Problem statement
Copy out the records below exactly as they appear.

Provided records

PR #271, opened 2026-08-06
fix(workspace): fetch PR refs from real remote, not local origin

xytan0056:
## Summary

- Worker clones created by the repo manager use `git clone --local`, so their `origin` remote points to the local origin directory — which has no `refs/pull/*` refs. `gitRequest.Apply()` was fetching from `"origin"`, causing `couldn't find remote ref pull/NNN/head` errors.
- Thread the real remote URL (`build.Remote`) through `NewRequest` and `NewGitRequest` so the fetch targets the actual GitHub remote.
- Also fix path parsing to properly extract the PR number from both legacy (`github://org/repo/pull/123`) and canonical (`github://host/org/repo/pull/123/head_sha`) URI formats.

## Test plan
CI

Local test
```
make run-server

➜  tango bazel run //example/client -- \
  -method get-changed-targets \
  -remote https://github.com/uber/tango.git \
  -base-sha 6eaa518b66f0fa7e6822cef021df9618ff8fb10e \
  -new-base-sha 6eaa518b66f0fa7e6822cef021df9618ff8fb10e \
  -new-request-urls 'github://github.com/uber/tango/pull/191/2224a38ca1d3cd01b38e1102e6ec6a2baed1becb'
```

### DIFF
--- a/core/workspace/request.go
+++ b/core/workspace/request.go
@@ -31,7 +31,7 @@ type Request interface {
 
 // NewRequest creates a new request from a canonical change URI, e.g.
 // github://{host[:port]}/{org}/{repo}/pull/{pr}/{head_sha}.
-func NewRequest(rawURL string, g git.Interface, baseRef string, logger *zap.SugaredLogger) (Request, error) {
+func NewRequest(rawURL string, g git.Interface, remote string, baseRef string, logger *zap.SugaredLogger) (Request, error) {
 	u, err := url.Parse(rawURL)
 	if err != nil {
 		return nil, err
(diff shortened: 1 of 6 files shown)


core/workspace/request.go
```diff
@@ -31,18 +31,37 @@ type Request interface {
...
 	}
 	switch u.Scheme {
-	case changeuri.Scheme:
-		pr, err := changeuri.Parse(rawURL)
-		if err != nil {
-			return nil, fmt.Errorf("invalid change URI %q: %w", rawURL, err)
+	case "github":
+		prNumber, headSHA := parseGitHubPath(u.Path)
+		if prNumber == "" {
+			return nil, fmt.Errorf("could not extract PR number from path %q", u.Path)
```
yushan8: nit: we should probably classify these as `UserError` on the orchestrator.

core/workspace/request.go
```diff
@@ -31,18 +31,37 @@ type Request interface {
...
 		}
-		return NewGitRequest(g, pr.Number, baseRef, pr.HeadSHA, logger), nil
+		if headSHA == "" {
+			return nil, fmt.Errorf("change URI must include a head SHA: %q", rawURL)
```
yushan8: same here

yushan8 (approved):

Finished exercise
PR #271, opened 2026-08-06
fix(workspace): fetch PR refs from real remote, not local origin

xytan0056:
## Summary

- Worker clones created by the repo manager use `git clone --local`, so their `origin` remote points to the local origin directory — which has no `refs/pull/*` refs. `gitRequest.Apply()` was fetching from `"origin"`, causing `couldn't find remote ref pull/NNN/head` errors.
- Thread the real remote URL (`build.Remote`) through `NewRequest` and `NewGitRequest` so the fetch targets the actual GitHub remote.
- Also fix path parsing to properly extract the PR number from both legacy (`github://org/repo/pull/123`) and canonical (`github://host/org/repo/pull/123/head_sha`) URI formats.

## Test plan
CI

Local test
```
make run-server

➜  tango bazel run //example/client -- \
  -method get-changed-targets \
  -remote https://github.com/uber/tango.git \
  -base-sha 6eaa518b66f0fa7e6822cef021df9618ff8fb10e \
  -new-base-sha 6eaa518b66f0fa7e6822cef021df9618ff8fb10e \
  -new-request-urls 'github://github.com/uber/tango/pull/191/2224a38ca1d3cd01b38e1102e6ec6a2baed1becb'
```

### DIFF
--- a/core/workspace/request.go
+++ b/core/workspace/request.go
@@ -31,7 +31,7 @@ type Request interface {
 
 // NewRequest creates a new request from a canonical change URI, e.g.
 // github://{host[:port]}/{org}/{repo}/pull/{pr}/{head_sha}.
-func NewRequest(rawURL string, g git.Interface, baseRef string, logger *zap.SugaredLogger) (Request, error) {
+func NewRequest(rawURL string, g git.Interface, remote string, baseRef string, logger *zap.SugaredLogger) (Request, error) {
 	u, err := url.Parse(rawURL)
 	if err != nil {
 		return nil, err
(diff shortened: 1 of 6 files shown)


core/workspace/request.go
```diff
@@ -31,18 +31,37 @@ type Request interface {
...
 	}
 	switch u.Scheme {
-	case changeuri.Scheme:
-		pr, err := changeuri.Parse(rawURL)
-		if err != nil {
-			return nil, fmt.Errorf("invalid change URI %q: %w", rawURL, err)
+	case "github":
+		prNumber, headSHA := parseGitHubPath(u.Path)
+		if prNumber == "" {
+			return nil, fmt.Errorf("could not extract PR number from path %q", u.Path)
```
yushan8: nit: we should probably classify these as `UserError` on the orchestrator.

core/workspace/request.go
```diff
@@ -31,18 +31,37 @@ type Request interface {
...
 		}
-		return NewGitRequest(g, pr.Number, baseRef, pr.HeadSHA, logger), nil
+		if headSHA == "" {
+			return nil, fmt.Errorf("change URI must include a head SHA: %q", rawURL)
```
yushan8: same here

yushan8 (approved):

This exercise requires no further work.